Collected data entries

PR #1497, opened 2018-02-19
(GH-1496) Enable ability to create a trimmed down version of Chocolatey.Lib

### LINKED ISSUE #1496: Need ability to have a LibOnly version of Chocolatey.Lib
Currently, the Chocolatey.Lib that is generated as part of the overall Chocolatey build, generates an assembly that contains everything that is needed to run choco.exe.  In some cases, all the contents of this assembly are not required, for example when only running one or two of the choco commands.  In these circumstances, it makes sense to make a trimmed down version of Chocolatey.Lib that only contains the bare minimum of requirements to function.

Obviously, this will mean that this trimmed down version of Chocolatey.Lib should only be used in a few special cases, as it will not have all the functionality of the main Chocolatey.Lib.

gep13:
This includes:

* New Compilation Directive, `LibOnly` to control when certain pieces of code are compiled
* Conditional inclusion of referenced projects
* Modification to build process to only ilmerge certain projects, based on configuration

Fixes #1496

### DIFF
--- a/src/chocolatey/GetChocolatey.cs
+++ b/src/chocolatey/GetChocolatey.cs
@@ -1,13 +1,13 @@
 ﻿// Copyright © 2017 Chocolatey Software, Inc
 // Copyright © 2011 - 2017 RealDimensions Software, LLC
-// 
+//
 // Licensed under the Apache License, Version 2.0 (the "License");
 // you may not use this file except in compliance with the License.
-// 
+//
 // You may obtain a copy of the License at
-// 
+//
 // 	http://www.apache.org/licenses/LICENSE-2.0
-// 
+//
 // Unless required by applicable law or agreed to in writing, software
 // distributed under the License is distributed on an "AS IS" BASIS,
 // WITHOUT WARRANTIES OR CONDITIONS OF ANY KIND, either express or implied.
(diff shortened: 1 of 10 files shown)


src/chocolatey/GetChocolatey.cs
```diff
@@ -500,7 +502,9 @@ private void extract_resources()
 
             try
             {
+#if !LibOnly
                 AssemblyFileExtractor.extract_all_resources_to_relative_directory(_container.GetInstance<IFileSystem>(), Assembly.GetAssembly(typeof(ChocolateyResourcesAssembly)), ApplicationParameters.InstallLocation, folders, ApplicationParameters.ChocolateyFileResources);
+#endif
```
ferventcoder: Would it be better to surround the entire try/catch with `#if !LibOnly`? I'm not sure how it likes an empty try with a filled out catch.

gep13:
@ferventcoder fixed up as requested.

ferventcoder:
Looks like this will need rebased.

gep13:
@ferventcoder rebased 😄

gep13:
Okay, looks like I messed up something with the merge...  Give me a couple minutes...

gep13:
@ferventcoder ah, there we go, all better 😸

**Try it:**
Collect every line from the records above that contains the word "build".

**Response to the exercise:**
Currently, the Chocolatey.Lib that is generated as part of the overall Chocolatey build, generates an assembly that contains everything that is needed to run choco.exe.  In some cases, all the contents of this assembly are not required, for example when only running one or two of the choco commands.  In these circumstances, it makes sense to make a trimmed down version of Chocolatey.Lib that only contains the bare minimum of requirements to function.
* Modification to build process to only ilmerge certain projects, based on configuration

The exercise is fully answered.